Все это показывает, что изображение смешных сторон в жалком и несчастном чиновнике в какой-то глубине художественной интуиции действительно связано с ощущением нашего с ним братства. Братства нет при остановке на одной внешней картине, где беспросветная тупость Башмачкина мешает чувствовать в нем ту же подлинную человеческую суть, какая есть в нас, но «воспламенение души» Акакия Акакиевича по поводу шинели уже приближает его к нам вплотную. Драма, пережитая несчастным Башмачкиным, разбивает всю начавшуюся для него новую жизнь, — и к этому уже совсем подходят финальные строки повести: «Исчезло и скрылось существо, ничем не защищенное и никому не дорогое, никому не интересное... для которого все же таки, хоть перед самым концом жизни мелькнул светлый гость в виде шинели, ожививший на миг бедную жизнь...»

Из этого ясно, что «дидактическая тенденция», призыв видеть в жалком чиновнике брата, вовсе не стояли вне связи с самим образом Акакия Акакиевича. При внешнем подходе к рассказу контраст между беспощадной характеристикой его и призывом видеть в нем брата оправдывает мысль о том, что дидактическая тенденция проистекала совсем из другого источника, чем чисто художественная интуиция, — но все это рассеивается, когда мы углубимся в рассказ. За внешним реализмом в рассказе стоит анализ душевных движений, который широко раздвигает то, что принято считать реализмом Гоголя.

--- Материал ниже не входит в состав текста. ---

PR #2177, opened 2021-10-06
Cii badge Addition

pnbrown:
Adds Core Infrastructure Initiative Badge to the top of the README

```release-note
NONE
```

None

N/A

N/A

### DIFF
--- a/README.md
+++ b/README.md
@@ -1,9 +1,10 @@
-[![CII Best Practices](https://bestpractices.coreinfrastructure.org/projects/4906/badge)](https://bestpractices.coreinfrastructure.org/projects/4906)
-
 <!-- markdownlint-disable -->
 <img src="docs/images/logos/tce-logo-only.png" width="150" align="left">
 
 # Tanzu Community Edition
+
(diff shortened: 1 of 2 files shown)


README.md
```diff
@@ -1,3 +1,5 @@
+[![CII Best Practices](https://bestpractices.coreinfrastructure.org/projects/4906/badge)](https://bestpractices.coreinfrastructure.org/projects/4906)
```
jpmcb, line 1: Hmmm this is failing mdlint - maybe place this
```
<!-- markdownlint-disable -->
```
just above this line to ignore it?

jpmcb: And on that note - do we want badges at the top? Or would it be better just below the gif on line 18?

stmcginnis: Or it could work to move the badge as the first thing right after the page title header.

If we want to keep it here, place `<!-- markdownlint-disable MD041 -->` on the very first line so we only disable this check.

pnbrown: I tried having that line first and the image didn't appear. I'll try moving it.

pnbrown: It worked that time.

jpmcb (approved):
LGTM - nice work!

PR #2256, opened 2021-10-14
Add AKO 1.6.1 template files

HanFa:
This PR adds manifests for 1.6.1 version load-balancer-and-ingress-service.

```release-note

```

Fixes: #


addons/packages/load-balancer-and-ingress-service/1.6.1/bundle/config/upstream/loadbalancerandingressservice/secret.yaml
```diff
@@ -0,0 +1,11 @@
+---
+apiVersion: v1
+kind: Secret
+metadata:
+  name: avi-secret
+  namespace: avi-system
+type: Opaque
```
XudongLiuHarold, line 7: I think we should change this to be `avi.cluster.x-k8s.io/secret`, which aligns with our current 1.4 version.

HanFa: fixed!

XudongLiuHarold (approved):
LGTM, thanks @HanFa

Здесь мы переходим к проблеме творчества Гоголя в том его аспекте, который обычно ускользает от внимания и читателей, и исследователей. Как ни ярка вся реалистическая картина, которую рисует Гоголь, но это только внешняя оболочказа которой встает сложная тема о человеческой душе. Реалистический рисунок, при пристальном внимании к нему, оказывается очень сложным, таящим в себе иную тему, — и здесь прежде всего надо указать на то, что Гоголь умел как никто вскрывать пошлость в своих героях. Эта тема пошлости, как мы увидим при изучении художественного творчества Гоголя, связана с эстетическими запросами Гоголя и его размышлениями и исканиями в сфере эстетики. Но не только это одно показывает всю сложность «реализма» у Гоголя, не менее важно здесь и то, что я называю «художественным платонизмом» у Гоголя. Мы займемся этим очень важным пунктом в той части

196

нашей работы, где мы будем говорить о Гоголе как художнике. Но и здесь уже уместно сказать, что художественные созерцания Гоголя теснейшим образом связаны в своей глубине с его идейными исканиями и по существу неотделимы от них. Реализм Гоголя — исключительно яркий; он сам по себе уже достаточно богатый, чтобы овладеть вниманием читателя — и Гоголь с большим мастерством и блеском создает впечатление именно реализма, близости рисунка к жизни. Но для самого Гоголя и для чуткого читателя за внешним реализмом встают иные стороны в творчестве Гоголя, которые и создают неотразимое впечатление, овладевая вниманием читателя. Лишь сейчас становится ясным, что в творчестве Гоголя его художественная интуиция и его идейные построения интимно сплетаются в одно целое. Если все же надломилась и оборвалась в нем цельность его вдохновений, то ключ к этому лежит в зигзагах его жизни, а не в самом методе и путях его творчества.